The first weighted sum vector consisting of the weighted sum of the normalized vector stored in the answer storage means is weighted by the relevance calculated by the first relevance calculation means for the question corresponding to the normalized vector. The question response device according to claim 1, further comprising a first question vector updating means for updating the question vector by calculating and linear sum of the first weighted sum vector and the question vector.

The question answering device according to claim 2, wherein the first relevance calculation means includes an inner product means for calculating the relevance by an inner product between the question vector and each vector expression of the plurality of questions. ..

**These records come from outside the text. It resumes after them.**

PR #208, opened 2026-08-03
fix(widget): Claude renders the real interactive card, themed to the host

25eliu:
Everything here came out of dogfooding the widget on claude.ai. OAuth work is in #207; this branch touches no OAuth file.

## What was broken

**1. The card ignored Claude's theme.** `hostTheme()` read `window.openai.theme` and nothing else, which is `null` off ChatGPT, so both chart urls stayed on `dark_mode=auto` — resolved from `prefers-color-scheme` inside the widget iframe, i.e. from the **OS**. A light Claude on a dark Mac rendered a dark card on a light surface.

The comment shipped in #203 called this unfixable: *"the `ui/initialize` response carries none, and the spec defines none."* That's wrong. MCP Apps 2026-01-26 puts `hostContext.theme` on the `ui/initialize` **response** and defines `ui/notifications/host-context-changed` for updates. Confirmed live from a real session — claude.ai sends `{theme: "dark"}`.

Reading it asynchronously is safe because of handshake ordering: a host MUST NOT send notifications before our `initialized`, which we only send once the init response lands, so the theme is known before any `tool-result`. `window.openai.theme` keeps priority where both exist.

**2. White corners under the card.** The card paints its own surface at `border-radius: 8px` over a transparent `html`/`body`, so the corners fall through to the document backdrop. Measured in Chrome:

| frame | canvas |
|---|---|
| same-origin, nothing declared | composites over the parent — corners already correct |
| cross-origin / out-of-process | opaque **WHITE** ← claude.ai, the reported bug |
| document declares `color-scheme: dark` | opaque at **Chrome's #121212**, not transparent |

That third row is why the first attempt at this was wrong, and the reason there are two tiers rather than one:

1. **The host's own surface colour** from `hostContext.styles.variables`. Exact — the canvas becomes indistinguishable from the host's page. Safe anywhere, ungated.
2. **`color-scheme` from the declared theme.** Approximate, and **gated to the MCP Apps path**. It only beats WHITE, and white is the measured claude.ai behaviour; on a host that already composites transparently it would *add* a visible square.

Applied to both documents, since the native path replaces the widget's wholesale: on the widget's own `<html>`, and injected last into the native card's markup so it beats the page's own rules.

**ChatGPT is deliberately untouched.** It exposes a theme, but its frame's base isn't measured, and there the chart is a *nested* cross-origin iframe whose document we can't style anyway — so there's no upside worth gambling a visible box for. It keeps today's transparency and is still themed via the `dark_mode` rewrite on its iframe url, which is what actually colours its card. Two tests pin that. Unknown clients never get a widget at all, so they have no corners to expose.

**3. `tako_answer` rendered no chart at all.** Its citations *are* cards and their `card_id`s were in the output, but only search lifted the widget fields. Three things were missing: the fields (now via a shared `topCardChartFields` that `buildSearchOutput` also uses, so they can't drift again), `...autoChainShape` on the **advertised** schema (the SDK rebuilds it strict at the top level, so lifting without declaring is a no-op), and the `appUiResource`/`extraMeta`/`extraContentBlocks` hooks.

**4. Widget changes were invisible in testing.** Hosts cache the widget **by URI**, and claude.ai's cache outlives removing and re-adding the connector. Three rounds of the corner fix were tested against a bundle from before any of them — the console gave it away, logging `native card upgrading {bytes}` where the code logs `{bytes, scheme, surface}`. `WIDGET_URI_SUFFIX` mints a fresh URI on demand. Unset in staging and prod, where the URI must stay permanent.

## Costs and trade-offs

- Answer's advertised `outputSchema` grows **353 bytes (~88 tokens)** for the six widget fields. Measured, not estimated.
- **Widget hosts pay one added serial round-trip on every answer call.** Measured against prod, n=21 across 7 distinct cards: p50 **0.277 s**, p90 **0.374 s**, max 0.464 s. A cold render measured ~0.84 s (single sample). Nowhere near the 8 s `PNG_FETCH_TIMEOUT_MS` ceiling.
- **The render is cached per `pub_id`+`dark_mode`, so answer mostly hits.** Read from the backend rather than assumed: with no `width`/`height`/`hideFooter` the endpoint takes `ImageGenerationManager`'''s managed-cache path, and `ImageRequest.request_hash` keys on `pub_id:dark_mode:for_powerpoint:width:height:hide_footer:glanceable`. Search and answer both send `DEFAULT_DARK_MODE` and no dimensions, so their hashes are identical — a card search already charted is a hit, and a concurrent search+answer on the same card JOINS one render (`should_poll` on a matching in-flight hash) rather than starting two. Render rate therefore grows only by cards answer cites that search never charted.
- **Non-widget hosts (Cursor, Windsurf, Gemini CLI, plain API) now get an inline base64 PNG on every answer call** — `extraContentBlocks` fires when `ui === undefined` — typically ~170 KB plus up to 8 s of serial fetch, on the tool the description calls START HERE. Deliberate (an answer's citations are cards), and a larger number than the schema bytes.
- Tier 2 on an MCP Apps host that *would* have composited transparently trades nothing for a faint `#121212` square. Only claude.ai is measured, and there the alternative is white.
- A mid-conversation theme toggle re-themes from the next tool call onward, not retroactively: the native upgrade `document.open()`s the page, discarding our listeners.
- **Production is unaffected by the theme work**: `PUBLIC_CDN_URL` is staging-only, so the PNG is still the chart there and stays `dark_mode=true` until the native card is promoted.

## Review findings fixed in `f3aad74`

Found by re-reading this branch, not by tests failing:

- `mcpHostSurface` was declared *below* the function assigning it. `var` hoisting made it work, but the hoisted value is `undefined`, not `null` — so `!== null` would have read as a real colour and painted `undefined`. Declaration moved up; guards switched to truthiness.
- `safeCssColor` accepted `rgb()` with an empty body: passes the allow-list, assigns nothing, and *looks* like tier 1 succeeded while silently suppressing the fallback.

## Testing

- `vitest run` 883, widget suite 75, scripts 46 — all pass
- all four tsconfig projects clean; `schemas:check` and `registry:check` pass
- every fix written test-first, each new test confirmed RED first
- verified live through a tunnel against prod: `tako_answer` returns `pub_id`, `embed_url`, `native_card_url` on the request origin, the baked PNG, and a per-call `ui.resourceUri` — the same payload search returns
- the theme rewrite verified end to end in a browser with a local MCP-host harness: host declares light → widget requests `dark_mode=false`

### Not verified

- **Whether claude.ai sends `styles.variables`.** The live session showed `theme` only, so tier 1 doesn't fire there yet and you land on tier 2 — white becomes near-dark, with a faint square possible. If Claude never ships those variables, the follow-up that needs no host cooperation is to read the mounted card's own background and paint the canvas with it.
- ChatGPT was not re-tested on a live account; the claim is that it is unchanged, which the two gate tests assert structurally.


workers/src/tools/_chart_widget.ts
```diff
@@ -1560,19 +1742,48 @@ const WIDGET_HTML = `<!doctype html>
...
+    // \`dark_mode=auto\` in place.
     if (
       fromHost &&
       msg.jsonrpc === "2.0" &&
       msg.id === INIT_REQUEST_ID &&
       (msg.result !== undefined || msg.error !== undefined)
     ) {
+      if (msg.result && typeof msg.result === "object") {
+        mergeHostContext(msg.result.hostContext);
+        applyHostSurface();
```
robertabbott, line 1883: The ordering argument in the comment at 693-698 — and in the PR body — is that a spec-compliant host MUST NOT send notifications before our `initialized`, so `hostContext` is known before any `tool-result`. That establishes less than it looks like, because line 1825 sends `initialized` on a 200 ms timer regardless of whether the init response landed. So the precondition is not "the host is spec-compliant", it is "the host answers `ui/initialize` within 200 ms".

The comment above that timer says the window was shortened *because* claude.ai "appear[s] to start attempting tool-result delivery within ~hundreds of ms of widget mount" — i.e. this host was measured delivering on the same timescale as the handshake it is now racing. For a host answering in ~350 ms: we post `initialized` at 200, the host may legitimately post `tool-result` at 210, and its init response arrives at 350. postMessage preserves per-source order, so the tool-result is dispatched first and `render()` (1384) runs with `mcpHostTheme === null`.

That is not recoverable for the card: `render()` latches `rendered`, the image `load` handler calls `upgradeToNativeCard(withHostTheme(opts.nativeCardUrl), h)` at 1322, `withHostTheme` returns the url unchanged when `hostTheme()` is null, `nativeCardUrl()` emits no `dark_mode` at all, and `nativeStarted` blocks a retry. The init response landing at 350 then only re-runs `applyHostSurface()` — right corners, OS-derived card. That is TAKO-3781 again, on exactly the first-mount timing the 200 ms change was made for.

Would it work to hold the first `render()` for an outstanding init response until the 200 ms deadline, or to re-derive the native url once `hostContext` lands? At minimum, should the comment state the real precondition rather than "spec-compliant"?

workers/src/tools/_chart_widget.ts
```diff
@@ -973,11 +1122,41 @@ const WIDGET_HTML = `<!doctype html>
...
+        // exact surface colour is safe anywhere, while bare \`color-scheme\`
+        // (Chrome's own #121212) only beats WHITE and would read as a visible
+        // square on a host that composites transparently — so it is limited to
+        // the MCP Apps path, where the white base is the measured behaviour.
+        //
+        // In practice this path is MCP-only anyway: ChatGPT commits to the
+        // nested iframe and never reaches the native upgrade. The gate is
+        // written explicitly so it stays correct if that changes. Injected LAST
+        // so it wins over the page's own rules.
+        var scheme = mcpHostSurface ? hostTheme() : mcpHostTheme;
```
robertabbott: The host theme is read twice here, on opposite sides of the fetch, and nothing pins the two reads together. The card markup's theme is fixed at line 1322 by `withHostTheme(opts.nativeCardUrl)` before `fetch` is called; `scheme` and `surface` for the injected `<style id="tako-host-scheme">` are read here, inside the `.then()`, up to 7 s later.

If an init response or a `host-context-changed` lands in that window, `mergeHostContext` mutates `mcpHostTheme`/`mcpHostSurface` and the document written at 1161 carries a card body rendered for the old theme (or, in the race on the other comment, for no theme at all) wrapped in a `:root{background:…;color-scheme:…}` block for the new one. `nativeStarted` means there is no second fetch to reconcile it.

Should `scheme`/`surface` be snapshotted at 1322 next to the url so the written document is internally consistent, or should a context change during the fetch re-issue the upgrade?

workers/src/tools/_chart_widget.ts
```diff
@@ -650,23 +675,147 @@ const WIDGET_HTML = `<!doctype html>
...
+  //
+  // Both are no-ops when the host says nothing at all — that is the case where
+  // transparency already works (same-origin), and painting anything would
+  // introduce the opaque square the transparent surface exists to avoid.
+  function applyHostSurface() {
+    try {
+      var root = document.documentElement;
+      // Tier 1 — exact, and safe to apply on ANY host: the canvas becomes the
+      // host's own colour, so it cannot look like a box.
+      if (mcpHostSurface) {
```
robertabbott, line 858: Tier 1 is described as "exact, and safe to apply on ANY host", and it is the one tier with no gate. Two things make me want to push on that.

First, this repaints a surface that was deliberately unpainted. `1687dcd` ("transparent surface and host-matched theme") removed a `#0f1115` body background with this reasoning: it "was chosen so iframe-default white would not show through the chart card's rounded corners, and it solved that by filling the whole widget — which on a light-themed host is a dark box with square corners sitting inside the host's rounded container." Tier 1 is the same shape of fix, with the host's colour instead of a Tako colour. That is a real improvement, but it only holds if `--color-background-primary` is the colour immediately behind the widget. It is specified as the host's *page* background, and Claude mounts widgets inside a bordered container that is typically an elevated surface — and `readHostSurface` falls back to `--color-background-secondary`, treating the two as interchangeable. If either is a different shade from what is actually behind us, the square box from `1687dcd` is back, now on every host including ChatGPT.

Second, the PR is explicit that this tier has never been observed firing: "Whether claude.ai sends `styles.variables` … the live session showed `theme` only." So the ungated tier is the unverified one.

Given the log at 1761 already fires on the path that would answer this, would recording whether `styles.variables` arrived — and which candidate matched — turn the open question into something one dogfooding session settles? Right now it logs `{theme: mcpHostTheme}` only, which is the half already known.

workers/src/tools/_chart_widget.ts
```diff
@@ -650,23 +675,147 @@ const WIDGET_HTML = `<!doctype html>
...
+
+  // Spec: "Views merge received fields with their current context state rather
+  // than replacing it entirely." So a partial update that omits \`theme\` must
+  // leave the known theme alone rather than clearing it.
+  function mergeHostContext(hostContext) {
+    if (!hostContext || typeof hostContext !== "object") return;
+    var t = normalizeTheme(hostContext.theme);
+    if (t !== null) mcpHostTheme = t;
+    var surface = readHostSurface(hostContext);
+    if (surface !== null) mcpHostSurface = surface;
```
robertabbott, line 745: The merge semantics are right for `theme` — the spec language is quoted and there is a test for the displayMode-only update. Is the surface safe under the same rule, though? `mcpHostTheme` is theme-independent, but `mcpHostSurface` *is* a theme-dependent value, and `readHostSurface` returns null when a partial update carries no `styles`, so the old colour survives.

A host that toggles dark to light and sends `{theme: "light"}` with no `styles` therefore leaves the dark surface in `mcpHostSurface`. `applyHostSurface` then takes tier 1 and paints the dark colour with `color-scheme: light` — a dark canvas on a light host, which is the bug this PR is fixing, mirrored. Should a theme change that carries no new surface clear `mcpHostSurface` rather than keep it?

The theme-survives-a-partial-update case is tested at widget-dom.test.ts:1289; the mirror — a surface learned at initialize surviving a later theme-only update — does not appear to be.

workers/src/tools/_chart_widget.ts
```diff
@@ -650,23 +675,147 @@ const WIDGET_HTML = `<!doctype html>
...
+
+  // This value arrives over postMessage and is interpolated into a \`<style>\`
+  // block injected into the native card document, so it is an injection sink.
+  // Allow-list a colour grammar instead of trying to escape one: hex, and the
+  // functional notations, with no semicolons, braces, quotes, or \`url(\`.
+  // Anything else is dropped and we fall back to \`color-scheme\`.
+  function safeCssColor(v) {
+    if (typeof v !== "string" || v.length === 0 || v.length > 64) return false;
+    if (/^#[0-9a-fA-F]{3,8}$/.test(v)) return true;
+    return /^(rgb|rgba|hsl|hsla|oklch|oklab|lab|lch)\\(\\s*[0-9a-zA-Z.,%\\/\\s+-]+\\)$/.test(v);
```
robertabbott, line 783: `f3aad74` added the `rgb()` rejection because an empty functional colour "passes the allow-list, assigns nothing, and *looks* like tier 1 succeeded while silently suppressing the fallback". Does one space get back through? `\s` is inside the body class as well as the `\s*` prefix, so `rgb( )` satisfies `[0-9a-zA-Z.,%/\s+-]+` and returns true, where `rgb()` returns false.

Further, a second relevance calculation means for calculating the relevance between the updated question vector output by the first question vector updating means and each vector expression of the plurality of questions, and a second relevance calculation means.
The second weighted sum vector consisting of the weighted sum of the normalized vector stored in the answer storage means is weighted by the relevance calculated by the second relevance calculation means for the question corresponding to the normalized vector. As a second question vector updating means for calculating and outputting the re-updated question vector obtained by further updating the updated question vector by the linear sum of the second weighted sum vector and the question vector. 2. The question-and-answer device according to claim 2 or 3.

The question answering device according to any one of claims 1 to 3, wherein the updating means is formed by a neural network whose parameters are determined by training.

A computer program that causes a computer to function as the question answering device according to any one of claims 1 to 5.